**Task directions**
Filter the material below so that only lines containing "first" remain.

__________

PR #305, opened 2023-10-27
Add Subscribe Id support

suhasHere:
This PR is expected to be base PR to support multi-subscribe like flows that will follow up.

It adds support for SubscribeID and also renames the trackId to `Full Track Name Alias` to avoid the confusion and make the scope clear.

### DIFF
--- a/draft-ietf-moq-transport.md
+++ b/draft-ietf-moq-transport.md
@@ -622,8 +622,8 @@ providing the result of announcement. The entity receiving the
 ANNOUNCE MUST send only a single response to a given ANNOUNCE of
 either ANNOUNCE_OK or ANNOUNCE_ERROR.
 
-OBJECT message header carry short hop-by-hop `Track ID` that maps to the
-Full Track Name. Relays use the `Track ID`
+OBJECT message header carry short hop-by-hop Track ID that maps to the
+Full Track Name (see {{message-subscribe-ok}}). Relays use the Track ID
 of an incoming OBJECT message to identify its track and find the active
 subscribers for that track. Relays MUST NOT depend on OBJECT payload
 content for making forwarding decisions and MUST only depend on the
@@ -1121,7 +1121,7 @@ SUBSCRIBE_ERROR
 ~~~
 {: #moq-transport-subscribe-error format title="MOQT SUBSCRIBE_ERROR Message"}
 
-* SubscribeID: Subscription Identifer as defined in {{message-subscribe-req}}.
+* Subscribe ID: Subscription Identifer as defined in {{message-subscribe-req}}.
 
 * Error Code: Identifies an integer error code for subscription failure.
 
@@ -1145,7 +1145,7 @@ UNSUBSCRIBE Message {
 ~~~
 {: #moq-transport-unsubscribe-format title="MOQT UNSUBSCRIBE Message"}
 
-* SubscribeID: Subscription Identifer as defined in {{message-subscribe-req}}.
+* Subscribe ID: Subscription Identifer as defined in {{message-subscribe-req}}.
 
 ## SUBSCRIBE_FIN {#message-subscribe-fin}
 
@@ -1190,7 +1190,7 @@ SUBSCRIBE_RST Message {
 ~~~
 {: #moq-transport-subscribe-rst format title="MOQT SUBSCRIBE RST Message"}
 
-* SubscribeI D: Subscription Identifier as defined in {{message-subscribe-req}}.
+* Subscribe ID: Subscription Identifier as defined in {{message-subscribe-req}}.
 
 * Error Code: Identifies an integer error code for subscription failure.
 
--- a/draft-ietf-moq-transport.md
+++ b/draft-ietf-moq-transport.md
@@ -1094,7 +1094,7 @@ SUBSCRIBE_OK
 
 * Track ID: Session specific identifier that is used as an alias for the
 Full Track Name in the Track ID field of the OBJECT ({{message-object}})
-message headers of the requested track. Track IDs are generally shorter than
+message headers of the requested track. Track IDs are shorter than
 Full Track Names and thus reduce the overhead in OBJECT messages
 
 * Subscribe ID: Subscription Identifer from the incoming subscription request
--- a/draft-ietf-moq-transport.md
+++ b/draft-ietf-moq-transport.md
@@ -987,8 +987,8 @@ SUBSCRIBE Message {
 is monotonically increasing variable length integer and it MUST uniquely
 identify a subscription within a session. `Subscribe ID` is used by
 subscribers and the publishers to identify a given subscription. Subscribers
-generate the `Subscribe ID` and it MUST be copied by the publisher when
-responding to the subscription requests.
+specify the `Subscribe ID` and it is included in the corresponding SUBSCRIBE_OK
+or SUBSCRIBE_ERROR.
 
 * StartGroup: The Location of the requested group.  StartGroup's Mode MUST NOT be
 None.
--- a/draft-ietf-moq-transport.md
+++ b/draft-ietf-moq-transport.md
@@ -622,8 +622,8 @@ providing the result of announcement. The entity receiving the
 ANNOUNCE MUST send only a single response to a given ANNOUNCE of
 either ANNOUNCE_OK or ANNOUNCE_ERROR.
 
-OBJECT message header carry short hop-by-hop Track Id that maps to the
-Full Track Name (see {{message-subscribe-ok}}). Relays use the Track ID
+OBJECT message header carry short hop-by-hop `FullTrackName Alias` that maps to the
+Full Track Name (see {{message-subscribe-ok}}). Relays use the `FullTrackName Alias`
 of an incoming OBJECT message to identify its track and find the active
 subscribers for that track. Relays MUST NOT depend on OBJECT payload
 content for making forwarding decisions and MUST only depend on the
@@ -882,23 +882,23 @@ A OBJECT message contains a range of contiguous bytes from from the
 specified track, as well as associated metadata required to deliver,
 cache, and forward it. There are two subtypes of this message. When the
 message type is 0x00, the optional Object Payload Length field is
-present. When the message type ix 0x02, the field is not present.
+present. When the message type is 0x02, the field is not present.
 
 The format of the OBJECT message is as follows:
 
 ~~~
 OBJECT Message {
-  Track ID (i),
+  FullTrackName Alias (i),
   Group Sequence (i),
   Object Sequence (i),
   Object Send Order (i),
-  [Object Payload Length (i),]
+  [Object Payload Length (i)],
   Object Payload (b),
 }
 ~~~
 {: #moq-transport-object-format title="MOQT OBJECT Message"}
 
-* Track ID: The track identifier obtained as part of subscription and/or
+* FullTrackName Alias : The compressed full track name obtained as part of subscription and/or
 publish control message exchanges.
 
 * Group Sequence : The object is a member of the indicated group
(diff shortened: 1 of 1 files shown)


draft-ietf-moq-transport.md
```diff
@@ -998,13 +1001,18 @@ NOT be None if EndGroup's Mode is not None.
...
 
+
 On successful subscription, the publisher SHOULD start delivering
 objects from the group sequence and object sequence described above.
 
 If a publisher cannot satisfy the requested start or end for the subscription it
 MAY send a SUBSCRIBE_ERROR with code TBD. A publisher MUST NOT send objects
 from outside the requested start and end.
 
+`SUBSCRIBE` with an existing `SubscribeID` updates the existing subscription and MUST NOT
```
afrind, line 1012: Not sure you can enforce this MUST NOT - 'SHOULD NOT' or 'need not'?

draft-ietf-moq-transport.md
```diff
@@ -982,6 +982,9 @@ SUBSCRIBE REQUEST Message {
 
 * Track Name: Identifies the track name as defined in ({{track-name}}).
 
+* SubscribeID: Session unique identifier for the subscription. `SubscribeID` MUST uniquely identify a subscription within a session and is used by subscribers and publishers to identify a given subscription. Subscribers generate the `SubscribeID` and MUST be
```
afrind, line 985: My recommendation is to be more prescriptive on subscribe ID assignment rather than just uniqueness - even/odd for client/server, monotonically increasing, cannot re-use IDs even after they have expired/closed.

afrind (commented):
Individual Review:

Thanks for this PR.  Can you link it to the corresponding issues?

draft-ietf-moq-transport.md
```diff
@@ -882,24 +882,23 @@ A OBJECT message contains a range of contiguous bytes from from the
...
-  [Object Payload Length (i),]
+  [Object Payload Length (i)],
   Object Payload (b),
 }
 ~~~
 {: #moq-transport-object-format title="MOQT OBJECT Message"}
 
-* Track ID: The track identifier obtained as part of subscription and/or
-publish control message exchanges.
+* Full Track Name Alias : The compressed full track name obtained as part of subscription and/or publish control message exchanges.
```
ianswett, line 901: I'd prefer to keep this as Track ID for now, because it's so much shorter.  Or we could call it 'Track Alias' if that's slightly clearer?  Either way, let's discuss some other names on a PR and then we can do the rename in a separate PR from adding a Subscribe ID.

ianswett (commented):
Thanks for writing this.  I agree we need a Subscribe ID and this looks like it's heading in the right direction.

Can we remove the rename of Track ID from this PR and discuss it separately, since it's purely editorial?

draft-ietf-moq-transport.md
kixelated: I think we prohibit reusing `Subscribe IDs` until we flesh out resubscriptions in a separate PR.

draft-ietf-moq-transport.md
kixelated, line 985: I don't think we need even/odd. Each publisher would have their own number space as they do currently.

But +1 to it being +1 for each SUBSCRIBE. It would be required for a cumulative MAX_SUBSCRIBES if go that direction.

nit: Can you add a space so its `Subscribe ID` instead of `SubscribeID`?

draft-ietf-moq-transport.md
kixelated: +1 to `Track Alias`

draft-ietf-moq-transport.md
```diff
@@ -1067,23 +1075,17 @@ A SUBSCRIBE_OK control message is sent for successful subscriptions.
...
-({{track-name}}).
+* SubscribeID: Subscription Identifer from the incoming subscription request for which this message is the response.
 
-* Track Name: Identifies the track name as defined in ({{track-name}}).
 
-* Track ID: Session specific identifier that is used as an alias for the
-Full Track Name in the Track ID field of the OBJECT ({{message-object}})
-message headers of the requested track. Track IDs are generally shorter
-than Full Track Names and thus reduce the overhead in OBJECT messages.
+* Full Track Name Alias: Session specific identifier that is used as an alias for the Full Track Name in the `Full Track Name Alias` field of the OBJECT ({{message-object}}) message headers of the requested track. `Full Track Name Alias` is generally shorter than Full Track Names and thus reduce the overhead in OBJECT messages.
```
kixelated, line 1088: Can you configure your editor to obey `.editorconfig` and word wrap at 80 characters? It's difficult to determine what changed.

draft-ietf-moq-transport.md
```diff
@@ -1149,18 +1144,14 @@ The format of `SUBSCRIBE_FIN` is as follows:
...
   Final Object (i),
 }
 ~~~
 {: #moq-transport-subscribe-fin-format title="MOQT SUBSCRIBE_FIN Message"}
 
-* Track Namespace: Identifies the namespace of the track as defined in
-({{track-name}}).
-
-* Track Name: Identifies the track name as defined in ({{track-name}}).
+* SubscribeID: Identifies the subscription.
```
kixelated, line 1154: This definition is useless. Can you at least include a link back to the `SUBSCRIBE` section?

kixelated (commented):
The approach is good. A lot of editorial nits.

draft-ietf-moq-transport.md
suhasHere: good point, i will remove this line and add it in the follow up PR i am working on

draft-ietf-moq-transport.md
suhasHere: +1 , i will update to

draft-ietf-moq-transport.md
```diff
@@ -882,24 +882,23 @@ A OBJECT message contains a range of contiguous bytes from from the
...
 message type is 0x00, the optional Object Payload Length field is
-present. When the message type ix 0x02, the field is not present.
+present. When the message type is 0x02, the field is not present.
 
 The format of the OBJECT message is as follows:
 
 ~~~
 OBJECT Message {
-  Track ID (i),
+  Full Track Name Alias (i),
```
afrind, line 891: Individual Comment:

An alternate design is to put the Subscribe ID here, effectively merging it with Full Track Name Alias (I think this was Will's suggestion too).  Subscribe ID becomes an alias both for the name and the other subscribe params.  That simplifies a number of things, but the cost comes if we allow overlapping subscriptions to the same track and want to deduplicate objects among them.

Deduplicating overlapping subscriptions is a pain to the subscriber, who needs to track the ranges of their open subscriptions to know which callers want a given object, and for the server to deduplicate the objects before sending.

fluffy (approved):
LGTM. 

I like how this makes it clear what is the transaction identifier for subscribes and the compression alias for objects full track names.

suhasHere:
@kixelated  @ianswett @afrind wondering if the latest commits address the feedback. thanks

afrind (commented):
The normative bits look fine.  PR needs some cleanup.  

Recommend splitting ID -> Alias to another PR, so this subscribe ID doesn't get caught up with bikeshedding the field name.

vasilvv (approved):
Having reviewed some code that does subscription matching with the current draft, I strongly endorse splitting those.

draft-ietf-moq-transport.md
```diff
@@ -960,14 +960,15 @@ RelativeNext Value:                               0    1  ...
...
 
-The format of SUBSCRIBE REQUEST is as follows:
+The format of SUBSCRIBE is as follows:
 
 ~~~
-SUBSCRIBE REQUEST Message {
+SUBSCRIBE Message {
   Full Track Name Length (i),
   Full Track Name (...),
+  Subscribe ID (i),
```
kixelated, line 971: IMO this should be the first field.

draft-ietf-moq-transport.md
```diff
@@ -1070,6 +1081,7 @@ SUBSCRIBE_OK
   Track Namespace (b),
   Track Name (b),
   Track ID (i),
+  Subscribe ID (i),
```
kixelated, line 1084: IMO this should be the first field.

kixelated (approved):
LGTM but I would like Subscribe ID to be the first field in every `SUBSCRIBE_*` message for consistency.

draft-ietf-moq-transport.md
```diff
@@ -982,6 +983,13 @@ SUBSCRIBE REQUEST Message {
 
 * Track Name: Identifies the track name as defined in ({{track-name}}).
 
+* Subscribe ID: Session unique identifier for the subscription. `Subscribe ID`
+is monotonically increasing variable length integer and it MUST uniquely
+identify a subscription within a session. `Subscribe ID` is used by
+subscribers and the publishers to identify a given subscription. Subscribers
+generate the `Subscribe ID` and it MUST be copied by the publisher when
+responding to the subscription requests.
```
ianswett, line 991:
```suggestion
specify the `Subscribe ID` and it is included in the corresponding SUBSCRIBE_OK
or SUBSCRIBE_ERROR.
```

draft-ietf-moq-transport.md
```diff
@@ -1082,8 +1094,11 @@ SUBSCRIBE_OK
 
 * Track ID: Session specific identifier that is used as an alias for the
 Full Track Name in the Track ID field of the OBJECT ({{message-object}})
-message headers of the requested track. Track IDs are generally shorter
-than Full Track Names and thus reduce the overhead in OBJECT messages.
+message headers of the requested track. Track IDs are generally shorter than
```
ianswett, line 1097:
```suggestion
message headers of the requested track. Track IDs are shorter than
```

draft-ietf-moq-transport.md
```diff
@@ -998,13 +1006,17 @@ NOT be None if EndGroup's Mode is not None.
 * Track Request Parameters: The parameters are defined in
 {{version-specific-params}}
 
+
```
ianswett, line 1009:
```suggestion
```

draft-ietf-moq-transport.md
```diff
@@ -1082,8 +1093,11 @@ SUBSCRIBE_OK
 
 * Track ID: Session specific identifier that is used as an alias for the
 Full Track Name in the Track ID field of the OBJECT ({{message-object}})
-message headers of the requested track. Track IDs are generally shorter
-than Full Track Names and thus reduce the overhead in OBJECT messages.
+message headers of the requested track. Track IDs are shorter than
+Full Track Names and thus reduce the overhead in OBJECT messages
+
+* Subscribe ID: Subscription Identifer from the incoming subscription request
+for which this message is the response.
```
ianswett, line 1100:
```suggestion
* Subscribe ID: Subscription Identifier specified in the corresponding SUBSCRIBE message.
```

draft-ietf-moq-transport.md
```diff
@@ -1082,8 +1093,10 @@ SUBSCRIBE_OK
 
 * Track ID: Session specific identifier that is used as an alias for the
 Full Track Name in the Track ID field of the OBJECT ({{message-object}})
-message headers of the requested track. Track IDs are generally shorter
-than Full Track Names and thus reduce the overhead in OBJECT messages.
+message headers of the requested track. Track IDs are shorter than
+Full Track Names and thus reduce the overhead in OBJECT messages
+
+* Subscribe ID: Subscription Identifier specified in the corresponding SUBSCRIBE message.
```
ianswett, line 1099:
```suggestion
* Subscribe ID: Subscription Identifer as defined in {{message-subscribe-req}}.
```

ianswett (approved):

__________

**Output of the exercise**
kixelated, line 971: IMO this should be the first field.
kixelated, line 1084: IMO this should be the first field.
LGTM but I would like Subscribe ID to be the first field in every `SUBSCRIBE_*` message for consistency.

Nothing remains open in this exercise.